As soon as the men were out, the Chinooks took off and moved several hundred yards away, behind a copse of trees.
Geoff Craig knew that one of two things was going to happen at the entrance. Either the doors would be locked—in which case three Special Forces men were each equipped with an adhesive-backed satchel charge and five-second fuse. Any of these would be sufficient to blow the double doors inward.
Or else Vietnamese troops inside would rush out to do battle.
To take care of that contingency, there were two Berets with M-70 grenade launchers and two more with 7.65-mm machine guns, 120-round belts of ammunition draped around their shoulders.
It didn’t happen that way of course.
The left of the double doors opened, and half a dozen North Vietnamese soldiers rushed out. Then somebody inside concluded that discretion was the best part of valor, and hurriedly closed the door.
Geoff fired the shotgun as fast as he could at the soldiers outside. The shotgun was loaded with XX shotshells, each shell containing twelve lead pellets about the size and weight of the bullet in a .32 ACP pistol bullet.
The hai
r at the base of his neck curled as the Green Berets fired around him, the hissing crack of 5.56-mm M-16 rounds; the sharper, deeper crack of 7.62 NATO rounds; and the sort of a whistling thump of the 70-mm grenade throwers.
The North Vietnamese went down quickly, but not before they had taken out three Green Berets.
Geoff dug in the pockets of his ripstop camouflage nylons for more shells. At the same time he glanced at the downed Berets. Experience told him they were dead. Then his eye caught a fired shotshell on the ground to his left. The way it had landed he could read “DEER & BEAR LOAD” in gold letters. As he loaded the last shotshell, he looked at the building, and then up at the roofline.
Craig Lowell, carrying a cut-down M-16 barrel up in the crook of his elbow, was looking down at them.
Geoff returned his attention to what was going on in front of him.
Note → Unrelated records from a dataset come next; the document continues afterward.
PR #1355, opened 2020-06-24
Fix for Issue 1354 - Verify that REPO_TAGS can be processed as a JsonArray

robinr618:
REPO_TAGS member may be null (JsonNull), so we need to make sure it is an instance of JsonArray


rhuss:
Thanks ! looks good to me

PR #1361, opened 2020-07-28
1025: migrate from Joda Time to java.time

denisa:
use java.time.ZonedDateTime directly instead of custom Timestamp class.

This is part of migrating to java 8


denisa:
Let me know if you want a new PR with a single commit.

rhuss:
Thanks ! Looks good, let's get it merged now

PR #1373, opened 2020-09-15
Fix #1372: Plugin now resolves ARGs provided in BuildImageConfiguration

### LINKED ISSUE #1372: ARG still not working properly in FROM
### Description
This was already discussed extensively since 2017 at #859 and partially fixed by #1299 with a new release today. I tested it, and there are several cases where it still does not work.

MWE pom.xml:
```
<project xmlns:xsi="http://www.w3.org/2001/XMLSchema-instance" xmlns="http://maven.apache.org/POM/4.0.0"
         xsi:schemaLocation="http://maven.apache.org/POM/4.0.0 https://maven.apache.org/xsd/maven-4.0.0.xsd">

    <groupId>com.example</groupId>
    <artifactId>dmp-test</artifactId>
    <version>1.0.0-SNAPSHOT</version>
    <packaging>pom</packaging>

    <properties>
        <java.version>1.8</java.version>
        <resource.delimiter>@</resource.delimiter>
        <maven.compiler.source>${java.version}</maven.compiler.source>
        <maven.compiler.target>${java.version}</maven.compiler.target>
        <project.build.sourceEncoding>UTF-8</project.build.sourceEncoding>
        <project.reporting.outputEncoding>UTF-8</project.reporting.outputEncoding>

        <busybox.version>latest</busybox.version>
    </properties>

    <build>
        <plugins>
            <plugin>
                <groupId>io.fabric8</groupId>
                <version>0.34.0</version>
                <configuration>
                    <images>
                        <image>
                            <alias>${project.artifactId}</alias>
                            <build>
                                <contextDir>${project.basedir}</contextDir>
                                <args>
                                    <busyboxVersion>${busybox.version}</busyboxVersion>
                                    <busyboxVersionName>${busybox.version}</busyboxVersionName>
                                </args>
                            </build>
                        </image>
                    </images>
                </configuration>
            </plugin>
        </plugins>
    </build>
</project>
```

I want to use busyboxVersion, as supplied by Maven, in my Dockerfile, so I do this:
```
ARG busyboxVersion
FROM busybox:${busyboxVersion}
```

But upon building, I get this:
```
[INFO] DOCKER> [dmp-test:1.0.0-SNAPSHOT] "dmp-test": Created docker-build.tar in 83 milliseconds
[ERROR] DOCKER> Unable to check image [busybox:${busyboxVersion}] : {"message":"no such image: busybox:${busyboxVersion}: invalid reference format"} (Bad Request: 400) [{"message":"no such image: busybox:${busyboxVersion}: invalid reference format"} (Bad Request: 400)]
```

Apparently, the ARG is not resolved, although this is the correct format as per [the documentation](https://docs.docker.com/engine/reference/builder/#understand-how-arg-and-from-interact). So, I change it to this:
```
ARG busyboxVersion
FROM busybox:$busyboxVersion
```

And get this:
```
[INFO] DOCKER> [dmp-test:1.0.0-SNAPSHOT] "dmp-test": Created docker-build.tar in 122 milliseconds
[ERROR] DOCKER> Unable to check image [busybox:] : {"message":"no such image: busybox:: invalid reference format"} (Bad Request: 400) [{"message":"no such image: busybox:: invalid reference format"} (Bad Request: 400)]
```

The ARG is now resolved, but has no content. Hence, I test this:
```
ARG busyboxVersion
FROM busybox:latest
ARG busyboxVersionName
LABEL busyboxVersion=${busyboxVersion}
LABEL busyboxVersionName=${busyboxVersionName}
```

The image is now built (since the version is again hard-coded), but upon inspecting it in Docker, I get this:
```
"Labels": {
    "busyboxVersion": "",
    "busyboxVersionName": "latest"
}
```

Once again, the ARG was resolved to an empty string, while the second ARG was interpreted correctly. I further this test like so:
```
FROM busybox:latest
ARG busyboxVersion
ARG busyboxVersionName
LABEL busyboxVersion=${busyboxVersion}
LABEL busyboxVersionName=${busyboxVersionName}
```

Now inspecting the Docker image, everything is alright:
```
"Labels": {
    "busyboxVersion": "latest",
    "busyboxVersionName": "latest"
}
```

### Info

* d-m-p version : 0.34.0
* Maven version (`mvn -v`) :
```
Apache Maven 3.6.3 (cecedd343002696d0abb50b32b541b8a6ba2883f)
Maven home: C:\Program Files\apache-maven-3.6.3\bin\..
Java version: 11.0.7, vendor: AdoptOpenJDK, runtime: C:\Program Files\AdoptOpenJDK\jdk-11.0.7.10-hotspot
Default locale: en_US, platform encoding: Cp1252
```
* Docker version : 19.03.12
* If it's a bug, how to reproduce : see above
* If it's a feature request, what is your use case : -
* Sample project : see above

rohanKanojia:
Fix #1372 

Refactored `DockerFileUtil.extractBaseImages` to accept a HashMap of
Build args which would be passed from BuildService in order to resolve
ARG values which are provided from plugin configuration

### DIFF
--- a/src/main/java/io/fabric8/maven/docker/util/DockerFileUtil.java
+++ b/src/main/java/io/fabric8/maven/docker/util/DockerFileUtil.java
@@ -53,9 +53,9 @@ public class DockerFileUtil {
      * @param interpolator interpolator for replacing properties
      * @return LinkedList of base images name or empty collection if none is found.
      */
-    public static List<String> extractBaseImages(File dockerFile, FixedStringSearchInterpolator interpolator) throws IOException {
+    public static List<String> extractBaseImages(File dockerFile, FixedStringSearchInterpolator interpolator, Map<String, String> argsFromBuildConfig) throws IOException {
         List<String[]> fromLines = extractLines(dockerFile, "FROM", interpolator);
-        Map<String, String> args = extractArgs(dockerFile, interpolator);
+        Map<String, String> args = extractArgs(dockerFile, argsFromBuildConfig, interpolator);
         Set<String> result = new LinkedHashSet<>();
         Set<String> fromAlias = new HashSet<>();
         for (String[] fromLine :  fromLines) {
@@ -80,8 +80,8 @@ public class DockerFileUtil {
      * @param interpolator interpolator for replacement
      * @return HashMap of arguments or empty collection if none is found
      */
-    public static Map<String, String> extractArgs(File dockerfile, FixedStringSearchInterpolator interpolator) throws IOException {
-        return extractArgsFromLines(extractLines(dockerfile, "ARG", interpolator));
+    public static Map<String, String> extractArgs(File dockerfile, Map<String, String> argsFromBuildConfig, FixedStringSearchInterpolator interpolator) throws IOException {
+        return extractArgsFromLines(extractLines(dockerfile, "ARG", interpolator), argsFromBuildConfig);
     }
 
     /**
@@ -155,14 +155,23 @@ public class DockerFileUtil {
      * @param argLines list of string arrays containing lines with words
      * @return map of parsed arguments
      */
-    protected static Map<String, String> extractArgsFromLines(List<String[]> argLines) {
+    static Map<String, String> extractArgsFromLines(List<String[]> argLines, Map<String, String> argsFromBuildConfig) {
         Map<String, String> result = new HashMap<>();
         for (String[] argLine : argLines) {
             if (argLine.length > 1) {
-                updateMapWithArgValue(result, argLine[1]);
+                updateMapWithArgValue(result, argsFromBuildConfig, argLine[1]);
             }
         }
         return result;
+    }
+
+    static String resolveArgValueFromStrContainingArgKey(String argString, Map<String, String> args) {
+        if (argString.startsWith("$") && args.containsKey(argString.substring(1))) {
+            return args.get(argString.substring(1));
+        } else if (argString.startsWith("${") && argString.endsWith("}") && args.containsKey(argString.substring(2, argString.length() - 1))) {
+            return args.get(argString.substring(2, argString.length() - 1));
+        }
+        return null;
     }
 
     private static String resolveImageTagFromArgs(String imageTagString, Map<String, String> args) {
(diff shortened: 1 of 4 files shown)


src/main/java/io/fabric8/maven/docker/util/DockerFileUtil.java
```diff
@@ -155,16 +155,25 @@ public static FixedStringSearchInterpolator createInterpolator(MojoParameters pa
...
+                updateMapWithArgValue(result, argsFromBuildConfig, argLine[1]);
             }
         }
         return result;
     }
 
+    static String resolveArgValueFromStrContainingArgKey(String argString, Map<String, String> args) {
+        if (argString.startsWith("$") && args.containsKey(argString.substring(1))) {
+            return args.get(argString.substring(1));
+        } else if (argString.startsWith("${") && argString.endsWith("}") && args.containsKey(argString.substring(2, argString.length() - 1))) {
```
rhuss, line 171: I think spaces are also allowed here like in `${ foobar }`. So for extracting the variable name it might be to user a regular expression. you then could also collapse the if statements into a single regular expression.

rhuss: I.e I think a REs like 

```
^\$([^{}]+)$

^\$\{\s*([^{}\s]+)\s*\}$
```

would do the trick (not verified though)

rhuss (commented):
Thanks @rohanKanojia ! I will have a look now, and let's get that fix in ASAP.

I'm planning a release this weekend to fix some of the more pressing issues.

rhuss:
@rohanKanojia let's get it merged now to fix the issue at hand, but would love to allow also variables provided in an extended way (as mentioned in the pr comments)

src/main/java/io/fabric8/maven/docker/util/DockerFileUtil.java
rohanKanojia: I'm trying out an arg with spaces like this in this Dockerfile:
```Dockerfile
ARG busyboxVersion
FROM busybox:${ busyboxVersion }
```
When I trying to build it with docker, I'm getting an error:
```bash
docker : $ docker build -t test-dockerfile --build-arg busyboxVersion=latest .
Sending build context to Docker daemon 3.072 kB
Error response from daemon: Dockerfile parse error line 2: FROM requires either one or three arguments
```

In very much the same position a quail hunter assumes when his dogs have gone on a point, two of the Berets carrying grenade launchers walked up to him, put the stocks to their shoulders, and carefully aimed the launchers at the doors. There was a muted, shotgun-like noise, and a half moment later, the sound of the 70-mm grenades going off.
The left door fell inward.
There followed sustained bursts from two M-60 machine guns, to sweep the corridor beyond. The Berets reloaded the grenade launchers as they walked, unhurriedly, to the door. Then they fired another round into the corridor.
Geoff hoped that Tex Williams would not be in the line of fire. When the Berets with machine guns trotted to the door, and peeked inside, Geoff ran after them.
The corridor inside held fifteen dead North Vietnamese. Growing puddles of blood were on the stone floor. At the far end of the corridor was another set of double doors opening onto the interior courtyard.
Though they had been blown off their hinges by the 70-mm grenades, they were not down. And then one of the doors moved.
The machine-gunners raised their weapon muzzles.